The book started as interviews for your personal website. At what point did you realize it was going to become a book and how did that process take place?

When I first started doing interviews for my website, it was just for pure fun. I remember my first real big interview was with Charlotte Stewart and that was such a thrill. To document a lot of her stories from Eraserhead and what it was like to live as an actor working on Twin Peaks…it was so fascinating! It just built from there and I did that for close to a year and thought I was really done. I think I was consciously looking for the next big creative outlet in my life, and my wife said something about doing a book. And someone else on Twitter said I should do an e-book. And I just thought, you know, I want to do something new and fresh, and the book just sprang up from there. I thought I was just done with all the interviews, but I’d really just touched the tip of the iceberg. I remember Tony Krantz, who was Mark Frost and David Lynch’s main television agent – he was one of the first guys I talked to once I decided to do the book. And once he started talking, I just knew I had something: a lot of interesting avenues to pursue!

It’s one of those things where each person you talk to opens up five more people.

Exactly. I self-published the book myself so [looking for a publisher] didn’t really hinder me. Surprisingly, I was able to get everybody in the book to talk to me without a publisher. And really, that was only a big deal for one big name. Whom I don’t think was going to talk to me anyway. It was nice to have that creative independence and have that final say, not be at the mercy of someone else who may or may not understand Twin Peaks and its phenomenon.


I notice you have a lot of stuff about Blue Velvet on the site. Would you say you’re a big David Lynch fan outside of Twin Peaks or are you more interested in his work collaborating with Frost? And I guess the same could go with Frost. Are there other Frost works, either Storyville or his work on Hill Street Blues, that you are into? Or are you more interested in where they coincide?

I would just say I’m a very selective fan of both of them. I like a lot of David’s films, like I love Blue Velvet, and Eraserhead, and The Elephant Man. Dune is not something I sit around and watch very often. Since I was doing this book I thought I had to do my due diligence to really understand both of those guys and their body of work. So I really enjoyed The List of Seven, Mark’s novel, and the Six Messiahs. Just aside from film and TV, those guys have been into so much more. Mark was a playwright up in Minnesota and I heard some pretty wild ideas that he pursued, it’s kind of like, man I would have loved to check that out.

The Idi Amin musical!

Yes, he did that. I forgot that was in the book! And David, on the other hand, he’s done art exhibits and all kinds of stuff. It’s tough to track it all down and consume it. If you look at the greatest moments of Twin Peaks, they’re usually directed by Lynch but Frost was behind the story and he got the story to where Lynch could knock it out of the park. I just felt like they needed each other to make Twin Peaks work. And when they were together it was dynamite.

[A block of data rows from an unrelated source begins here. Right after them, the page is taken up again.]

PR #5066, opened 2024-04-25
Tallennetaan ja näytetään talouden aikajanalla tieto päämiessuhteen lisääjästä/muokkaajasta

Joosakur:
Screenshot 2024-04-26 at 12 42 41


service/src/main/kotlin/fi/espoo/evaka/pis/CreatorsAndModifiers.kt
```diff
@@ -0,0 +1,90 @@
...
+
+enum class CreateSource : DatabaseEnum {
+    USER,
+    APPLICATION,
+    DVV;
+
+    override val sqlType = "create_source"
+}
+
+sealed class Creator {
```
reynders, line 21: I'm happy with "creator" but maybe "origin" or "source" would have been more common terms for this

reynders (approved):

service/src/main/kotlin/fi/espoo/evaka/pis/CreatorsAndModifiers.kt
Joosakur: There's also Modifier which relates to modified_at/by while Creator relates to created_at/by, so I think this is at least consistent, even if a bit weird sounding otherwise.

PR #5080, opened 2024-04-29
Näytetään uuden Varda-integraation virheet Varda-virheet -raportilla

akheron:


service/src/main/kotlin/fi/espoo/evaka/reports/VardaErrorsReport.kt
```diff
@@ -58,17 +58,35 @@ FROM varda_service_need vsn
...
+    NULL AS service_need_id,
+    NULL AS service_need_validity,
+    NULL AS service_need_option_name,
+    child_id,
+    errored_at AS updated,
+    coalesce(last_success_at, created_at) AS created,
+    ARRAY[error] AS errors,
+    NULL AS reset_timestamp
+FROM varda_state
+WHERE error IS NOT NULL
```
Joosakur, line 78: partial index was for errored_at so should maybe use that here too

Joosakur (approved):

service/src/main/kotlin/fi/espoo/evaka/reports/VardaErrorsReport.kt
akheron: Good catch, fixed.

I saw that you were a musician from your website. After reading the book that doesn’t surprise me because you pay a lot of intricate attention to the music and to [composer] Angelo Badalamenti. I don’t understand musical composition or arrangement at all, yet it was totally absorbing – the way you described it, the detail you went into. Did you know that was going to be a big part of it going in?

If you read the book, a lot of people call the music another character unto itself. That character is there from the beginning to the end and it’s like this looming presence. I was afraid I didn’t pay enough attention to the music in the book! There were a lot of people involved in that music, I mean aside from Angelo there was a lot of material I couldn’t even fit into the book. From guys like Kenny Landram, who played the synth on everything and the guy named Art Polhemus who was the engineer for [Julee Cruise's album] Floating Into the Night and the whole Twin Peaks soundtrack and Wild at Heart. He was twisting the knobs and making everything sound like it did through that whole time period.

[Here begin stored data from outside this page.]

PR #85, opened 2015-05-20
allow to use different configuration when calling application, to all…

jmecosta:
Hi,

ive created a plugin to support F# in sonar, and use FSharpLint as the main tool to verify coding rules. You can give it a try here https://github.com/jmecosta/sonar-fsharp-plugin/releases/tag/0.9

the relevant requet on Sonar mailing list is here: http://sonarqube.15.x6.nabble.com/fsharp-support-for-sonar-td5035544.html

Since i had the need to create a own console runner to gather sonar metrics, i run into this limitation that i could not overwrite the configuration. My solution for this is to include new methods into the runlint interface that contains the configuration. You can see my solution here: https://github.com/jmecosta/sonar-fsharp-plugin/blob/master/FsSonarRunner/FsSonarRunnerCore/InputConfigHandler.fs 

Now ive just included the application source into my project and applied the change there, but it would be nice to just use dll instead

Is it possible to consider this
thanks in advance

Jorge Costa

### DIFF
--- a/src/FSharpLint.Application/RunLint.fs
+++ b/src/FSharpLint.Application/RunLint.fs
@@ -186,8 +186,8 @@ module RunLint =
 
     let internal neverFinishEarly _ = false
         
-    /// Parses and runs the linter on a single file.
-    let parseFile pathToFile (errorReceived:System.Action<ErrorHandling.Error>) =
+    /// Parses and runs the linter on a single file and a configuration
+    let parseFileWithConfig pathToFile (configuration:FSharpLint.Framework.Configuration.Configuration) (errorReceived:System.Action<ErrorHandling.Error>) =
         let input = System.IO.File.ReadAllText(pathToFile)
 
         let lintInformation =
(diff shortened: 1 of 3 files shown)


duckmatt:
Hi, that looks great. 0.2 will include an update to the API to make it easier for other applications to include FSharpLint, work on the API is ongoing in a [separate branch](https://github.com/fsprojects/FSharpLint/pull/84). The option to pass in your own configuration is planned. 

Cleaning up the API is taking a little longer than expected, so it would be good to merge your changes into master. Currently the changes are failing to build, it looks like a reference to `System.Xml.Linq` needs to be added to the projects that reference `FSharpLint.Application`, would you be able to add those please?

`/Users/travis/build/fsprojects/FSharpLint/src/FSharpLint.Console/Program.fs(86,17): error FS0074: The type referenced through 'System.Xml.Linq.XElement' is defined in an assembly that is not referenced. You must add a reference to assembly 'System.Xml.Linq'.`

jmecosta:
Sure, but looks odd that this would brake those builds. In will push the
change in a bit.

I dont have any build failures perhaps because of vs2015.

jmecosta:
build is passing now, some tests are failing seems some issues not related with this changes. can you confirm

jmecosta:
ive retry and it passed.

duckmatt:
great, thank you

jmecosta:
Thank you. If you happen to use sonar feel free to comment on the quality
debt model that ive setup as default

duckmatt:
I'll try and give it a go tonight, I'll let you know how i get on :)

jmecosta:
just let you know ive manage to make the copy past detection work. ive updated the jar. last thing to do is to be able to configure fxcop to report issues on f# code. But perhaps you are not that interested on that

I really didn’t know the extent to which so many hands were involved, not just performing but actually contributing to the music creatively. They’re across the country in New York doing all this recording, all this creation, and somehow it’s making itself felt on this TV show across the country that is going out to all these homes. It’s a perfect little microcosm of what the show did in all of its aspects.

Yeah. Angelo was one of the very last people I talked to over the span of 2 1/2 years and I was kind of sweating it. I was like, I have to have Angelo, I can’t do this book without him. So that was a huge sigh of relief.

To get specific with other people involved with the show, we’ll start with the writers Robert Engels and Harley Peyton. Do you see particular differences in their approaches to the material?

If you see episodes that say “written by Bob Engels and Harley Peyton,” I believe they basically were writing sections separately. I don’t think there was a lot of collaboration.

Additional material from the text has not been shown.